EXERCISE BRIEF: Every entry, from the first to the last, should be written out exactly.

Collected data:
PR #80, opened 2016-09-16
Don't add whitespace after reader conditionals

jetmind:
This updates `rewrite-clj` & `rewrite-cljs` to newest versions and restricts missing whitespace check for reader conditionals.

### DIFF
--- a/cljfmt/project.clj
+++ b/cljfmt/project.clj
@@ -6,8 +6,8 @@
             :url "http://www.eclipse.org/legal/epl-v10.html"}
   :dependencies [[org.clojure/clojure "1.7.0"]
                  [org.clojure/tools.reader "1.0.0-alpha4"]
-                 [rewrite-clj "0.4.12"]
-                 [rewrite-cljs "0.4.1"]]
+                 [rewrite-clj "0.5.2"]
+                 [rewrite-cljs "0.4.2"]]
   :plugins [[lein-cljsbuild "1.1.2"]]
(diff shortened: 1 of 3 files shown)


weavejester:
Thanks! Could you also add a test? Something that would fail before, but is fixed with the changes you've made. I'm also a little unclear on the reason why the missing whitespace check doesn't apply to conditionals.

jetmind:
Added a test. The test fails on master as following:

```
FAIL in (missing-whitespace-reader-conditionals) (core_test.cljc:162)
expected: (= (reformat-string "#?(:cljs(bar 1) :clj(foo 2))") "#?(:cljs (bar 1) :clj (foo 2))")
  actual: (not (= "#? (:cljs (bar 1) :clj (foo 2))" "#?(:cljs (bar 1) :clj (foo 2))"))

FAIL in (missing-whitespace-reader-conditionals) (core_test.cljc:164)
expected: (= (reformat-string "#?@(:cljs[foo bar] :clj[baz quux])") "#?@(:cljs [foo bar] :clj [baz quux])")
  actual: (not (= "#? @(:cljs [foo bar] :clj [baz quux])" "#?@(:cljs [foo bar] :clj [baz quux])"))
```

You can see that it adds unneeded whitespace between `#?` and following form or between `#?` and `@` for splicing version of conditional. I hope this clarifies why this check is needed.

weavejester:
Yes, it does clarify it perfectly, thanks!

ANSWER BOX:
PR #80, opened 2016-09-16
Don't add whitespace after reader conditionals

jetmind:
This updates `rewrite-clj` & `rewrite-cljs` to newest versions and restricts missing whitespace check for reader conditionals.

### DIFF
--- a/cljfmt/project.clj
+++ b/cljfmt/project.clj
@@ -6,8 +6,8 @@
             :url "http://www.eclipse.org/legal/epl-v10.html"}
   :dependencies [[org.clojure/clojure "1.7.0"]
                  [org.clojure/tools.reader "1.0.0-alpha4"]
-                 [rewrite-clj "0.4.12"]
-                 [rewrite-cljs "0.4.1"]]
+                 [rewrite-clj "0.5.2"]
+                 [rewrite-cljs "0.4.2"]]
   :plugins [[lein-cljsbuild "1.1.2"]]
(diff shortened: 1 of 3 files shown)


weavejester:
Thanks! Could you also add a test? Something that would fail before, but is fixed with the changes you've made. I'm also a little unclear on the reason why the missing whitespace check doesn't apply to conditionals.

jetmind:
Added a test. The test fails on master as following:

```
FAIL in (missing-whitespace-reader-conditionals) (core_test.cljc:162)
expected: (= (reformat-string "#?(:cljs(bar 1) :clj(foo 2))") "#?(:cljs (bar 1) :clj (foo 2))")
  actual: (not (= "#? (:cljs (bar 1) :clj (foo 2))" "#?(:cljs (bar 1) :clj (foo 2))"))

FAIL in (missing-whitespace-reader-conditionals) (core_test.cljc:164)
expected: (= (reformat-string "#?@(:cljs[foo bar] :clj[baz quux])") "#?@(:cljs [foo bar] :clj [baz quux])")
  actual: (not (= "#? @(:cljs [foo bar] :clj [baz quux])" "#?@(:cljs [foo bar] :clj [baz quux])"))
```

You can see that it adds unneeded whitespace between `#?` and following form or between `#?` and `@` for splicing version of conditional. I hope this clarifies why this check is needed.

weavejester:
Yes, it does clarify it perfectly, thanks!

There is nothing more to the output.